## DATA LISTING
PR #14498, opened 2022-07-26
feat(client): Allow to set iTx isolation level

SevInf:
Uses `TransactionIsolationLevel` enum from DMMF and adds an option for setting isolation level to `$transaction`. 
This enum is generated as a "strict" enum in JS code. The difference with normal enums: it will throw on attempt to access undefined value. This is needed for the following case:

Suppose user writes their code in JS without any typechecking and they write following snippet:

```ts 
await prisma.$transaction(
  async (tx) => {
    await tx.user.create({ data: { email: 'user@example.com' } })
  },
  { isolationLevel: Prisma.TransactionIsolationLevel.RepeatableRead },
)
```

If `RepeatableRead` level is not supported by connector, corresponding value won’t exist on the enum and `Prisma.TransactionIsolationLevel.RepeatableRead` will be `undefined`. Without compile-time checking, code above will then be interpreted as `isolationLevel: undefined`, which is valid and will work, but it’s not what user really wanted to achieve. And it’s quite likely that the error won’t be noticed for a long time.  We can’t really throw an error on `isolationLevel: undefined` - this will be inconsistent with the rest of our APIs, including other iTx options.

Generating `TransactionIsolationLevel` as a strict enum helps to avoid this issue and throw a runtime error, semantically matching compile-time one.

Notes on tests: due to the complexity, we don't test on the effects of setting different isolation levels. We simply check, that transaction goes through if supported isolation level is set or we get an exception if unsupported one is picked.


packages/client/package.json
```diff
@@ -140,7 +140,7 @@
     }
   },
   "dependencies": {
-    "@prisma/engines-version": "4.2.0-10.a7370859a29d1da1fb77313857c210926d22396a"
+    "@prisma/engines-version": "4.2.0-2.query-engine-itx-isolation-17c351246f7ac88bb1914dfadfc973e2765366c4"
```
Jolg42, line 143: Note before merging: use an engines version from main and not an integration one

garrensmith (commented):
This looks good to me. But better typescript engineers need to give this a proper review. Nice job

packages/client/src/runtime/strictEnum.ts
```diff
@@ -0,0 +1,12 @@
+export const strictEnumNames = ['TransactionIsolationLevel']
+
+export function makeStrictEnum<T extends Record<PropertyKey, string | number>>(definition: T): T {
```
millsp, line 3: Could you please add a quick description and why it is useful in some cases?

packages/client/src/__tests__/strictEnum.test.ts
```diff
@@ -0,0 +1,35 @@
+import { makeStrictEnum } from '../runtime/strictEnum'
```
millsp, line 1: What do you think about keeping the spec/unit tests near their parent file instead of a separate folder?
VSCode has a neat feature to collapse those into a single entry in the file browser panel.
```
    "explorer.fileNesting.patterns": {
        "*.js": "${capture}.js.map, ${capture}.min.js, ${capture}.d.ts",
        "*.jsx": "${capture}.js",
        "*.tsx": "${capture}.ts",
        "tsconfig.json": "tsconfig.*.json",
        "package.json": "package-lock.json, yarn.lock",
        "*.ts": "${capture}.spec.ts" // <= collapsing spec files
    },
```

packages/client/src/__tests__/integration/happy/exhaustive-schema-mongo/__snapshots__/test.ts.snap
```diff
@@ -90,31 +91,46 @@ Prisma.NullTypes = {
 // https://github.com/microsoft/TypeScript/issues/3192#issuecomment-261720275
 function makeEnum(x) { return x; }
 
-exports.Prisma.PostScalarFieldEnum = makeEnum({
+exports.Prisma.AScalarFieldEnum = makeEnum({
```
millsp, line 94: This feels hard to review and error-prone, is it because of changes of in ordering in the dmmf?

millsp: If so, I wonder if it could help to "sort" the dmmf before hand.

SevInf: That's actually exactly what engine started doing in this PR - previously, order of enums in DMMF was consistent, albeit arbitrary, now `TransactionIsolationLevel` got added at arbitrary point, which was not consistent between the runs. To fix this, engine started sorting enums by name alphabetically. So, this diff is bigger, but we should be good for the future.

packages/client/src/__tests__/strictEnum.test.ts
SevInf: Nice, will do just that.

millsp (approved):
Nice job :100:

packages/client/src/generation/TSClient/PrismaClient.ts
```diff
@@ -33,10 +33,16 @@ function interactiveTransactionDefinition(this: PrismaClientClass) {
...
+
+  if (this.dmmf.hasEnumInNamespace('TransactionIsolationLevel', 'prisma')) {
+    txOptions.push('isolationLevel?: Prisma.TransactionIsolationLevel')
+  }
 
   return `
-  $transaction<R>(fn: (prisma: Prisma.TransactionClient) => Promise<R>, options?: ${txOptions}): Promise<R>;`
+  $transaction<R>(fn: (prisma: Prisma.TransactionClient) => Promise<R>, options?: {${txOptions.join(
+    ', ',
+  )}}): Promise<R>;`
```
danstarns, line 45:
```suggestion
const options = `{${txOptions.join(", ")}}`;
  return `
    $transaction<R>(fn: (prisma: Prisma.TransactionClient) => Promise<R>, options?: ${options}): Promise<R>;
    `;
```

What do you think about defining the options above so its easier to read?

danstarns (approved):

packages/client/package.json
danstarns: +1

PR #14501, opened 2022-07-26
fix(engines): allow engine overwrite on postinstall

millsp:
Fixes local development engines that would not get overwritten/updated if the `dist` folder already existed (eg. if you updated the `engines-version`). Issue comes from recent changes for porting `engines-wrapper` packages back to the monorepo.


danstarns (approved):

Jolg42 (approved):
Thank you for the quick fix!

PR #14510, opened 2022-07-27
fix: Memory leak in tracing test setup

SevInf:
Global context manager was set up for every test without subsequent
cleanup, which caused each test to leak around 100 MN of memory. Fix
consists of 2 parts:

1. Do tracing setup only for tracing test since this is the only test
   that needs it so far.

2. Call `context.disable()` after the test is done.


danstarns (approved):
Nice work, works for me! Not sure what issues there were with: 

```
// Tracing to happen top level because many different instances of OTEL will conflict(using global vars)
```

But its not happening anymore!

SevInf:
No that comment is right, issues do actually still happpen if we create exporter in `beforeAll` block within `setupTestSuite` callback, but moving that `beforeAll` outside of `setupTestSuite` prevents them.

PR #14512, opened 2022-07-27
fix(internals): improve error messages removing false positives and internal details

### LINKED ISSUE #14104: OpenSSL error message appearing while using query-engine has false positives
Currently, we print the error `It seems there is a problem with your OpenSSL installation!` even when the actual problem isn't related to `openssl`, but rather to executing an engine that either:
- hasn't been compiled to support `musl` (rather than `libc`), or
- hasn't been compiled to support the `aarch64` architecture on Linux (e.g., on a Docker container), or
- a combination thereof.

See [this comment](https://github.com/prisma/prisma/issues/14043#issuecomment-1172487886) by @janpio.

## Example 1 (wrong, false positive)

```
#21 2.546 Error: Get Config: Unable to establish a connection to query-engine-node-api library. It seems there is a problem with your OpenSSL installation!
#21 2.546 Details: Unable to require(`/app/node_modules/.pnpm/prisma@4.0.0/node_modules/prisma/libquery_engine-linux-arm64-openssl-1.1.x.so.node`)
#21 2.546  Error relocating /app/node_modules/.pnpm/prisma@4.0.0/node_modules/prisma/libquery_engine-linux-arm64-openssl-1.1.x.so.node: __res_init: symbol not found
```

## Example 2 (right)

```
Error: Get Config: Unable to establish a connection to query-engine-node-api library. It seems there is a problem with your OpenSSL installation!
Details: Unable to require(`/home/florian/zac-management/node_modules/.pnpm/prisma@4.0.0/node_modules/prisma/libquery_engine-debian-openssl-1.1.x.so.node`)
 libssl.so.1.1: cannot open shared object file: No such file or directory
```

## Proposed solution

- Look for the `libssl` string in [here](https://github.com/prisma/prisma/blob/8e90f8a1ca12f9b596f92bae811d9d92266aab7a/packages/internals/src/engine-commands/queryEngineCommons.ts#L82-L88), rather than looking for `openssl`
- As a fallback, if we find the `Unable to require` string, we might emit an appropriate suggestion, like `It seems that the current architecture $architecture is not supported, or that libc is missing.` or something of the sort.

### LINKED ISSUE #14588: Calling `dmmf` raises "Schema parsing - Error while interacting with query-engine-node-api library" misleading error message when there is a schema validation error.
For instance, trying to use an invalid referential action prints the following error:

```text
Get DMMF: Schema parsing - Error while interacting with query-engine-node-api library
    Error code: P1012
    error: Error validating: Invalid referential action: `SetDefault`. Allowed values: (`Cascade`, `Restrict`, `NoAction`, `SetNull`)
```

t means that calling `NodeAPIQueryEngineLibrary.dmmf(datamodel)` had thrown an error which was successfully JSON-parsed. This is coherent with what was happening before the getConfig/getDmmf refactoring (https://github.com/prisma/prisma/blob/3.11.0/packages/sdk/src/engine-commands/getDmmf.ts#L58-L64).

In practice, such an error doesn't necessarily imply a schema parsing issue, so we should be able to disambiguate actual "Schema Parsing" errors vs these "Invalid Request" errors.

See internal discussion [here](https://www.notion.so/prismaio/Phase-1-Report-on-findings-f21c7bb079c5414296286973fdcd62c2#1b1afacfff5543979fe9bed951fa5a2b).

jkomyno:
Close https://github.com/prisma/prisma/issues/14104.
Close https://github.com/prisma/prisma/issues/14588.

- Errors like `Get DMMF: Error while trying to read datamodel path` now are `Error while trying to read datamodel path`
- Errors like `Get Config: Unable to establish a connection to query-engine-node-api library.` now are `Error (query-engine-node-api library)`
- Errors like `Get DMMF: Schema parsing - Error while interacting with query-engine-node-api library` now are `Schema validation error - Error (query-engine-node-api library)`


packages/internals/src/engine-commands/queryEngineCommons.ts
```diff
@@ -122,3 +138,7 @@ export const createDebugErrorType =
   ({ type, reason, error }: { type: string; reason: string; error: Error }) => {
     debug(`error of type "${type}" in ${fnName}:\n`, { reason, error })
   }
+
+export function createSchemaValidationError(reason: string) {
+  return `${chalk.redBright.bold('Schema validation error')} - ${reason}`
+}
```
jkomyno, line 144: If we want to change the `Schema validation error - ...` text label, we just need to modify this definition

packages/internals/src/__tests__/engine-commands/queryEngineCommons.test.ts
```diff
@@ -31,7 +33,9 @@ describeIf(process.env.PRISMA_CLI_QUERY_ENGINE_TYPE !== 'binary')('loadNodeAPILi
   })
 
   it('error path, openssl', async () => {
-    const spyLoadTag = 'error-load, something something openssl installation'
+    const spyLoadTag = `Unable to require(\`/home/florian/zac-management/node_modules/.pnpm/prisma@4.0.0/node_modules/prisma/libquery_engine-debian-openssl-1.1.x.so.node\`)
```
Jolg42, line 36:
```suggestion
    const spyLoadTag = `Unable to require(\`/home/user/my-project/node_modules/.pnpm/prisma@4.0.0/node_modules/prisma/libquery_engine-debian-openssl-1.1.x.so.node\`)
```

packages/internals/src/__tests__/engine-commands/queryEngineCommons.test.ts
```diff
@@ -54,6 +58,32 @@ describeIf(process.env.PRISMA_CLI_QUERY_ENGINE_TYPE !== 'binary')('loadNodeAPILi
     }
   })
 
+  it('error path, architecture or libc', async () => {
+    const spyLoadTag = `Unable to require(\`/app/node_modules/.pnpm/prisma@4.0.0/node_modules/prisma/libquery_engine-linux-arm64-openssl-1.1.x.so.node\`)
+Error relocating /app/node_modules/.pnpm/prisma@4.0.0/node_modules/prisma/libquery_engine-linux-arm64-openssl-1.1.x.so.node: __res_init: symbol not found`
+
+    const spyLoad = jest.spyOn(loadUtils, 'load').mockImplementation((id: string) => {
+      throw new Error(spyLoadTag)
+    })
```
Jolg42, line 67: I think this will cause problems like in https://github.com/prisma/schema-team/issues/360 which means we can never upgrade the `@swc/core` dependency of the internals package...

We really need to find a solution (didn't find any) or test differently

packages/internals/src/engine-commands/queryEngineCommons.ts
```diff
@@ -80,12 +82,26 @@ export function loadNodeAPILibrary(queryEnginePath: string) {
...
               return ` It seems there is a problem with your OpenSSL installation!`
             },
           )
+
+          // handle incompatible arch or c library error
+          .when(
+            (errMessage) => errMessage.includes('Unable to require'),
+            () => {
+              const architecture = os.arch()
+              return ` It seems that the current architecture ${chalk.redBright(
```
Jolg42, line 98:
```suggestion
              return `It seems that the current architecture ${chalk.redBright(
```
nit

packages/internals/src/engine-commands/getConfig.ts
```diff
@@ -60,8 +61,6 @@ type GetConfigErrorInit = {
 
 export class GetConfigError extends Error {
   constructor(params: GetConfigErrorInit) {
-    const headline = chalk.redBright.bold('Get Config: ')
-
```
Jolg42, line 64: I don't remember that we decided to remove this part? 🤔

packages/internals/src/engine-commands/getDmmf.ts
```diff
@@ -61,8 +62,6 @@ type GetDmmfErrorInit = {
 
 export class GetDmmfError extends Error {
   constructor(params: GetDmmfErrorInit) {
-    const headline = chalk.redBright.bold('Get DMMF: ')
-
```
Jolg42, line 65: I don't remember that we decided to remove this part? 🤔

packages/internals/src/engine-commands/getConfig.ts
janpio: I kind of agree that this is not helpful for users, it is _meta_ information about what happens behind the scenes. We should probably move it somewhere else (less prominent, end of line or similar) as context for us to understand what component triggered a warning or error.

packages/internals/src/engine-commands/getDmmf.ts
janpio: https://github.com/prisma/prisma/pull/14512/files#r954200035

packages/internals/src/engine-commands/queryEngineCommons.ts
```diff
@@ -80,12 +82,26 @@ export function loadNodeAPILibrary(queryEnginePath: string) {
...
+                architecture,
```
janpio, line 99: What does this apply to?

janpio (approved):
Generally I do not like the new location of the getConfig/getDmmf information a lot, but it seems my preferred location (which details if this was thrown via query engine binary or engine at the end of the first line) is not actually available in all errors, so it would not be easy to just move it there - so let's just go ahead with this and observe the errors a bit over time and take another shot at this in the future.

## WORK ORDER
Each line of the data in which the string "process" appears needs to be copied.

## COMPLETED TASK
@@ -31,7 +33,9 @@ describeIf(process.env.PRISMA_CLI_QUERY_ENGINE_TYPE !== 'binary')('loadNodeAPILi
@@ -54,6 +58,32 @@ describeIf(process.env.PRISMA_CLI_QUERY_ENGINE_TYPE !== 'binary')('loadNodeAPILi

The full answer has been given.